The U. S. National
Aeronautics and Space Administration (NASA) has just been judged by a
blue-ribbon panel appointed by the National Research Council (NRC) at the
instigation of Congress. That
branch of government wanted an independent assessment of NASA’s strategic
direction and goals in light of continuing fiscal constraints and national
priorities. The resulting 80-page
report is the best summary I have seen of NASA’s past successes, present ills,
and possibilities for improving itself in the future.
Besides the agency’s
spectacular successes, ranging from the 1969 lunar landing on down, NASA has
also been the organization behind some of the most famous tragedies in the
engineering ethics literature. The
losses of the space shuttles Challenger in 1986 and Columbia in
2003 were both preventable disasters that revealed serious problems with NASA’s
management and safety structures.
More strategically, NASA has been perceived by many as a set of
solutions looking for problems, and the NRC report confirms this picture.
It’s a cliché to say that
if you don’t know where you’re going, it will be hard to tell when you get
there or how long it will take.
But that is the picture that emerges from the investigation and analysis
performed by members of the NRC panel, who visited ten different sites in the
widespread NASA organization and took most of a year to compile their
results.
The good news is that
there are patches of well-organized high-achieving activity within the
organization.

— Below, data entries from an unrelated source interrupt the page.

PR #2733, opened 2026-04-20
Document paper size and orientation command-line usage

### LINKED ISSUE #2703: Document command-line option for papersize and orientation
It would be nice if weasyprint supported command-line flags to specify the orientation and paper size.

I'm aware that this can be specified within the document, using e.g.

```
<style>
@page {
  size: A3 landscape;
}
</style>
```

Or that we can apply a stylesheet with -s.

So, why would this be this useful?

1. simplicity.
2. weasyprint is a great replacement to, and improvement on, the (now unsupported) wkhtmltopdf, and it would be nice if it could work compatibly, for ease of drop-in replacement.  E.g.
```
cat input.html | wkhtmltopdf -O Landscape -s A3 - output.pdf
```

Thanks for your time, and an amazing product.

ElangoSubramani:
Description:
Fixes #2703

### DIFF
--- a/docs/common_use_cases.rst
+++ b/docs/common_use_cases.rst
@@ -87,14 +87,22 @@ Adjust Document Dimensions
 
 WeasyPrint does not provide support for adjusting page size or document margins
 via command-line flags. This is best accomplished with the CSS ``@page``
-at-rule. Consider the following example:
+at-rule, which can be added to the document or provided in a stylesheet.
+Consider the following example:
 
 .. code-block:: css
 
   @page {
-    size: Letter; /* Change from the default size of A4 */
+    size: A3 landscape; /* Change the page size and orientation */
     margin: 3cm; /* Set margin on each page */
   }
+
+To apply these rules from the command line without creating a separate CSS
+file, use the ``-s`` option with shell process substitution:
+
+.. code-block:: sh
+
+  $ weasyprint input.html output.pdf -s <(echo "@page { size: A3 landscape }")
 
 There is much more which can be achieved with the ``@page`` at-rule,
 such as page numbers, headers, etc. Read more about the page_ at-rule.
--- a/docs/common_use_cases.rst
+++ b/docs/common_use_cases.rst
@@ -93,7 +93,7 @@ Consider the following example:
 .. code-block:: css
 
   @page {
-    size: A3 landscape; /* Change the page size and orientation */
+    size: A3 landscape; /* Change from the default size and orientation of A4 portrait */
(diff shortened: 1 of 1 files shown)


ElangoSubramani:
Can anyone please review?

docs/common_use_cases.rst
```diff
@@ -87,15 +87,23 @@ Adjust Document Dimensions
...
+    size: A3 landscape; /* Change the page size and orientation */
     margin: 3cm; /* Set margin on each page */
   }
 
+To apply these rules from the command line without creating a separate CSS
+file, use the ``-s`` option with shell process substitution:
+
+.. code-block:: sh
+
+  $ weasyprint input.html output.pdf -s <(echo "@page { size: A3 landscape }")
```
grewn0uille: That’d be interesting to also have the margin here, so the rules with and without the stylesheet would be the same.

docs/common_use_cases.rst
```diff
@@ -87,15 +87,23 @@ Adjust Document Dimensions
...
 via command-line flags. This is best accomplished with the CSS ``@page``
-at-rule. Consider the following example:
+at-rule, which can be added to the document or provided in a stylesheet.
+Consider the following example:
 
 .. code-block:: css
 
   @page {
-    size: Letter; /* Change from the default size of A4 */
+    size: A3 landscape; /* Change the page size and orientation */
```
grewn0uille: I think the information about the default size/orientation is also important. Maybe something like "Change from the default size and orientation of A4 portrait"? What do you think?

grewn0uille (commented):
Hi,

Thanks for the PR! Here’s few comments.

docs/common_use_cases.rst
ElangoSubramani: Yes, I feel the same
I'll just add the orientation. Is that fine?

docs/common_use_cases.rst
ElangoSubramani: Okay, will add margin there
Thanks for reviewing

docs/common_use_cases.rst
grewn0uille: I think so

docs/common_use_cases.rst
ElangoSubramani: I have updated

docs/common_use_cases.rst
ElangoSubramani: I have updated

grewn0uille:
Looks good to me. I’ll merge that! Thank you :)

PR #2737, opened 2026-04-21
Support SVG transform angle units

### LINKED ISSUE #2735: SVG transform angle units such as deg are not parsed
## Summary

Reviewed base: `main` at commit `71115d931cd06c0a6906e23575619e9a4b237df7`.

SVG transform functions parse angle arguments as lengths, so CSS/SVG angle units such as `deg`, `rad`, `grad`, and `turn` are not handled. This breaks diagrams generated by tools such as Mermaid, which emit transforms like `rotate(45deg)` and `rotate(90deg)` in SVG styles.

## Problem

Unitless `rotate(90)` works, but `rotate(90deg)` does not render equivalently. The transform parser currently routes transform arguments through the length parser, which is correct for `translate(...)` but not for angle-bearing functions such as `rotate(...)` and `skew(...)`.

A reduced example:

```html
<style>
  @page { size: 40px 40px }
  svg { display: block }
</style>
<svg width="40px" height="40px" xmlns="http://www.w3.org/2000/svg">
  <style>
    .milestone { transform: rotate(45deg) scale(.7, .7); }
    .tick text { transform: translate(3px, 1px) rotate(90deg); }
  </style>
  <rect class="milestone" x="14" y="4" width="10" height="10"
        transform-origin="19px 9px" stroke="green" fill="green" />
  <g class="tick" transform="translate(12, 18)">
    <text y="3" font-family="weasyprint" font-size="3" fill="blue">
      2026-04-01
    </text>
  </g>
</svg>
```

## Why It Matters

This affects common generated SVGs. In Mermaid Gantt charts, milestones are represented with `rotate(45deg)`, and custom tick labels often use `rotate(90deg)`. In PDF output the result can be square milestones or unrotated/missing axis labels.

## Code References

- `transform()` parses all transform arguments as lengths before dispatching by transform type: https://github.com/Kozea/WeasyPrint/blob/71115d931cd06c0a6906e23575619e9a4b237df7/weasyprint/svg/utils.py#L164-L207
- Existing tests cover unitless rotation but not angle units: https://github.com/Kozea/WeasyPrint/blob/71115d931cd06c0a6906e23575619e9a4b237df7/tests/draw/svg/test_transform.py#L106-L147

## Proposed Fix Envelope

Parse angle arguments with an angle parser for `rotate`, `skew`, `skewX`, and `skewY`, while keeping length parsing for `matrix`, `translate`, and transform origins. Add regression coverage comparing unitless rotation with `deg` rotation and a Mermaid-like CSS transform sample.

## Suggested Test Scenarios

- Regression: `transform="rotate(90deg)"` renders the same as `transform="rotate(90)"`.
- Regression: Mermaid-like SVG CSS using `.milestone { transform: rotate(45deg) scale(...) }` renders the same as equivalent transform attributes.
- Control: existing unitless rotate, rotate with center, translate, scale, and skew transform tests still pass.

moreaki:
## What changed

Fixes #2735.

This adds SVG angle parsing for transform functions that take angles, so values such as `rotate(90deg)`, `rotate(.25turn)`, `rotate(1.5708rad)`, and `skew(20deg)` are treated as angles instead of lengths.

## Why

Generated SVGs commonly use explicit angle units in CSS transforms. Mermaid Gantt diagrams, for example, emit rules such as `transform: rotate(45deg) scale(...)` for milestones and `rotate(90deg)` for rotated tick labels. WeasyPrint previously parsed transform arguments as lengths before dispatching by transform function, which made angle units fail.

## Tests

- `python -m pytest tests/draw/svg/test_transform.py -q`
- `python -m pytest tests/draw/svg -q`

### DIFF
--- a/tests/draw/svg/test_transform.py
+++ b/tests/draw/svg/test_transform.py
@@ -1,5 +1,7 @@
 """Test how SVG shapes are transformed."""
 
+import pytest
+
 from ...testing_utils import assert_no_logs
 
 
@@ -147,8 +149,10 @@ def test_transform_rotate_cx_cy(assert_pixels):
     ''')
 
 
+@pytest.mark.parametrize(
+    'angle', ['90deg', '100grad', '1.5707963267948966rad', '.25turn'])
 @assert_no_logs
-def test_transform_rotate_degrees(assert_same_renderings):
+def test_transform_rotate_angle_units(assert_same_renderings, angle):
     assert_same_renderings('''
       <style>
         @page { size: 9px }
@@ -158,57 +162,14 @@ def test_transform_rotate_degrees(assert_same_renderings):
         <rect x="2" y="-7" width="4" height="5" transform="rotate(90)"
               stroke-width="2" stroke="red" fill="none" />
       </svg>
-    ''', '''
+    ''', f'''
       <style>
-        @page { size: 9px }
-        svg { display: block }
+        @page {{ size: 9px }}
+        svg {{ display: block }}
       </style>
       <svg width="9px" height="9px" xmlns="http://www.w3.org/2000/svg">
-        <rect x="2" y="-7" width="4" height="5" transform="rotate(90deg)"
+        <rect x="2" y="-7" width="4" height="5" transform="rotate({angle})"
               stroke-width="2" stroke="red" fill="none" />
-      </svg>
-    ''')
-
-
-@assert_no_logs
-def test_transform_mermaid_gantt_css(assert_same_renderings):
-    assert_same_renderings('''
-      <style>
-        @page { size: 40px 40px }
-        svg { display: block }
-      </style>
-      <svg width="40px" height="40px" xmlns="http://www.w3.org/2000/svg">
-        <rect x="14" y="4" width="10" height="10" transform-origin="19px 9px"
-              transform="rotate(45) scale(.7 .7)"
-              stroke="green" fill="green" />
-        <g transform="translate(12, 18)">
-          <text y="3" transform="translate(3 1) rotate(90)"
-                font-family="weasyprint" font-size="3" fill="blue">
-            2026-04-01
-          </text>
-        </g>
-      </svg>
-    ''', '''
-      <style>
-        @page { size: 40px 40px }
-        svg { display: block }
-      </style>
-      <svg width="40px" height="40px" xmlns="http://www.w3.org/2000/svg">
-        <style>
-          .milestone {
-            transform: rotate(45deg) scale(.7, .7);
-          }
-          .tick text {
-            transform: translate(3px, 1px) rotate(90deg);
-          }
-        </style>
-        <rect class="milestone" x="14" y="4" width="10" height="10"
-              transform-origin="19px 9px" stroke="green" fill="green" />
-        <g class="tick" transform="translate(12, 18)">
-          <text y="3" font-family="weasyprint" font-size="3" fill="blue">
-            2026-04-01
-          </text>
-        </g>
       </svg>
     ''')
 
--- a/tests/draw/svg/test_transform.py
+++ b/tests/draw/svg/test_transform.py
@@ -148,6 +148,72 @@ def test_transform_rotate_cx_cy(assert_pixels):
 
 
 @assert_no_logs
+def test_transform_rotate_degrees(assert_same_renderings):
+    assert_same_renderings('''
+      <style>
+        @page { size: 9px }
+        svg { display: block }
+      </style>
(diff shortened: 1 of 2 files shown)


weasyprint/svg/utils.py
```diff
@@ -57,6 +57,20 @@ def size(string, font_size=None, percentage_reference=None):
     return 0
 
 
+def angle(string):
```
liZe, line 61: Could it be possible to use `css.units.ANGLE_TO_RADIANS` here?

weasyprint/svg/utils.py
```diff
@@ -57,6 +57,20 @@ def size(string, font_size=None, percentage_reference=None):
...
+    """Compute an angle in degrees from an SVG transform value."""
```
liZe: We should return radians instead.

tests/draw/svg/test_transform.py
```diff
@@ -147,6 +147,72 @@ def test_transform_rotate_cx_cy(assert_pixels):
...
+      </style>
+      <svg width="9px" height="9px" xmlns="http://www.w3.org/2000/svg">
+        <rect x="2" y="-7" width="4" height="5" transform="rotate(90deg)"
+              stroke-width="2" stroke="red" fill="none" />
+      </svg>
+    ''')
+
+
+@assert_no_logs
+def test_transform_mermaid_gantt_css(assert_same_renderings):
```
liZe: It’s better to use names related to tested features, if possible. And maybe the test above is enough, as this one doesn’t add anything I think.

tests/draw/svg/test_transform.py
```diff
@@ -147,6 +147,72 @@ def test_transform_rotate_cx_cy(assert_pixels):
...
+        <rect x="2" y="-7" width="4" height="5" transform="rotate(90)"
+              stroke-width="2" stroke="red" fill="none" />
+      </svg>
+    ''', '''
+      <style>
+        @page { size: 9px }
+        svg { display: block }
+      </style>
+      <svg width="9px" height="9px" xmlns="http://www.w3.org/2000/svg">
+        <rect x="2" y="-7" width="4" height="5" transform="rotate(90deg)"
```
liZe: Could it be possible to test all units here, using `@pytest.mark.parametrize`?

tests/draw/svg/test_transform.py
```diff
@@ -147,6 +147,72 @@ def test_transform_rotate_cx_cy(assert_pixels):
...
+@assert_no_logs
+def test_transform_mermaid_gantt_css(assert_same_renderings):
+    assert_same_renderings('''
+      <style>
+        @page { size: 40px 40px }
+        svg { display: block }
+      </style>
+      <svg width="40px" height="40px" xmlns="http://www.w3.org/2000/svg">
+        <rect x="14" y="4" width="10" height="10" transform-origin="19px 9px"
+              transform="rotate(45) scale(.7 .7)"
```
liZe: Don’t we want to have a unit here?

liZe (changes requested):
Thanks a lot for this pull request. 🙏

Here’s a small list of comments, that’s only minor changes.

moreaki:
Thanks again for the careful review! I’ve addressed the angle-unit feedback in `c2f8813f`: angle parsing now uses `ANGLE_TO_RADIANS` and returns radians, rotate/skew consume radians directly, and the SVG transform test is now parametrized across `deg`, `grad`, `rad`, and `turn`.

weasyprint/svg/utils.py
moreaki: Done, thanks. `angle()` now uses `ANGLE_TO_RADIANS` for angle-unit conversion.

weasyprint/svg/utils.py
moreaki: Done, thanks. `angle()` now returns radians directly, and rotate/skew consume that value without `math.radians()`.

tests/draw/svg/test_transform.py
moreaki: Agreed, thanks. I removed the Mermaid-specific test and renamed the remaining coverage to `test_transform_rotate_angle_units`.

tests/draw/svg/test_transform.py
moreaki: Done, thanks. The angle-unit test is now parametrized over `deg`, `grad`, `rad`, and `turn`.

tests/draw/svg/test_transform.py
moreaki: Done, thanks. The comparison case now uses explicit units for every parametrized value.

liZe (approved):
Thanks.

PR #2738, opened 2026-04-21
Account for transformed SVG group bounds

### LINKED ISSUE #2736: SVG opacity group bounding boxes ignore child transforms
## Summary

Reviewed base: `main` at commit `71115d931cd06c0a6906e23575619e9a4b237df7`.

SVG group bounding boxes ignore transforms applied to child elements. When a group has opacity, WeasyPrint paints it as a Form XObject using this under-sized BBox, so transformed children can be clipped.

## Problem

For an opacity group, WeasyPrint calculates a group bounding box from child bounding boxes. Child transforms are applied while drawing, but they are not applied while extending the parent group BBox. The Form XObject therefore clips content that has moved or rotated outside the child’s original untransformed bounds.

A reduced example:

```html
<style>
  @page { size: 12px }
  svg { display: block }
</style>
<svg width="12px" height="12px" xmlns="http://www.w3.org/2000/svg">
  <g opacity="0.5">
    <rect x="0" y="0" width="4" height="4" fill="red"
          transform="translate(5 5)" />
  </g>
</svg>
```

This should render like a half-opacity rectangle at `(5, 5)`, but the opacity group’s BBox can clip it to the original untransformed location.

## Why It Matters

Generated SVGs often put opacity on groups. Mermaid Gantt charts put opacity on tick groups; when tick labels are rotated, their Form XObject BBox can be too small, so date labels are clipped in PDF output even though the same SVG renders correctly in browsers.

## Code References

- Group BBoxes extend from child BBoxes without applying child transforms: https://github.com/Kozea/WeasyPrint/blob/71115d931cd06c0a6906e23575619e9a4b237df7/weasyprint/svg/bounding_box.py#L212-L223
- Opacity groups use calculated BBoxes for Form XObjects: https://github.com/Kozea/WeasyPrint/blob/71115d931cd06c0a6906e23575619e9a4b237df7/weasyprint/svg/__init__.py#L560-L575

## Proposed Fix Envelope

When calculating a group BBox, apply each child’s SVG transform matrix to the child BBox corners before extending the parent group BBox. Add regression coverage for transformed content inside an opacity group.

## Suggested Test Scenarios

- Regression: a translated child inside `g opacity="0.5"` is not clipped to its untransformed bounds.
- Control: existing opacity and transform tests still pass.
- Real-world validation: Mermaid Gantt tick labels inside opacity tick groups remain fully visible after rotation.

moreaki:
## What changed

Fixes #2736.

This applies child transform matrices when extending an SVG group bounding box from child bounding boxes.

## Why

Opacity groups are rendered as Form XObjects whose BBox is computed from the SVG group bounds. If transformed children are measured in their original, untransformed positions, the Form XObject BBox can be too small and clip visible content. This shows up in generated SVGs such as Mermaid Gantt charts, where transformed tick labels sit inside opacity groups.

## Tests

- `python -m pytest tests/draw/svg/test_transform.py -q`
- `python -m pytest tests/draw/svg -q`

### DIFF
--- a/tests/draw/svg/test_opacity.py
+++ b/tests/draw/svg/test_opacity.py
@@ -146,6 +146,22 @@ def test_translate_opacity(assert_same_renderings):
 
 
 @assert_no_logs
+def test_group_opacity_transformed_child(assert_same_renderings):
+    assert_same_renderings(
+        opacity_source % '''
+            <g opacity="0.5">
+              <rect x="0" y="0" width="4" height="4" fill="red"
+                    transform="translate(5 5)" />
+            </g>
+        ''',
+        opacity_source % '''
+            <rect x="0" y="0" width="4" height="4" fill="rgb(255, 127, 127)"
+                  transform="translate(5 5)" />
+        ''',
+    )
+
+
+@assert_no_logs
 def test_translate_use_opacity(assert_same_renderings):
     # Regression test for #1976.
     assert_same_renderings(
--- a/tests/draw/svg/test_opacity.py
+++ b/tests/draw/svg/test_opacity.py
@@ -155,6 +155,19 @@ def test_group_opacity_transformed_child(assert_same_renderings):
             </g>
         ''',
         opacity_source % '''
+            <g opacity="0.5"><g transform="translate(3 3)">
+              <rect x="0" y="0" width="4" height="4" fill="red"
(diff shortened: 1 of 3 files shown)


liZe:
Thanks for the pull request.

I added the support for `use` tags and deduplicated the transformation logic.

PR #2840, opened 2026-07-14
Keep manual hyphens after line breaks

### LINKED ISSUE #2614: Soft hyphenation doesn't render properly, but only at certain font sizes
Hello,

Not sure exactly what's going on, but I've found that sometimes when WeasyPrint breaks a word where a \&shy; character is, the hyphen is not rendered. But this seems to be dependent on font size, for example this example works correctly for me at 12pt but not at 11pt. Not sure if it's actually about the font size or some other quirk about the line length that's indirectly related to font size, or what.

See attached my example:

[test.html](https://github.com/user-attachments/files/23693498/test.html)

which renders for me as:

Image

FWIW, I encounter the same bug when using `hyphenate-character` to change the hyphen that should be rendered to something else.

The unmanned space
exploration effort, characterized by projects such as the Curiosity Mars rover,
has had notable successes and largely stays within budget and on schedule. It is significant that NASA carries out
a periodic ten-year “decadal survey” of the science communities interested in
these projects, and a strategic plan for them is thereby updated with extensive
international input.
But with regard to manned
spaceflight, the picture is, if not dismal, at least discouraging. For one thing, the target keeps moving
around. I happened to be in
Washington, D. C. the day President George Herbert Walker Bush called for a
manned flight to Mars, way back in 1989.
But President Obama has instead brought up the idea of a trip to an
asteroid, without saying which one.
The NRC reports the lack of widespread enthusiasm within NASA for the
asteroid journey, and in the meantime, if the U. S. wants to put a man in space
for any reason right now, we have to go buy tickets from the Russians.
In some ways, NASA is the
victim of its own past successes.
During the Apollo buildup in the 1960s, expensive new facilities were
built purposely in many different states to solidify Congressional support for
the space effort. NASA is now
saddled with billions of dollars’ worth of real estate occupied by aging
specialized test facilities which in many cases have lots of deferred
maintenance needed. Turning these
facilities into commercial operations is a nice idea, and in a few places this
has worked, but frankly there are not too many commercial users in need of a
test stand for a Saturn-V rocket engine, for example. About a third of NASA’s employees are government civil
servants, not contractors, and there are special complications in shifting
civil-servant staffing to meet changing needs.
The NRC report doesn’t
simply list NASA’s ills; it contains a list of recommendations as well. Many of the difficulties NASA has
encountered result from trying too many ambitious things with insufficient
funds. The NRC realistically
admits that the chances of increasing NASA’s total budget are small, so they
don’t see an overall increase in funding as a realistic solution.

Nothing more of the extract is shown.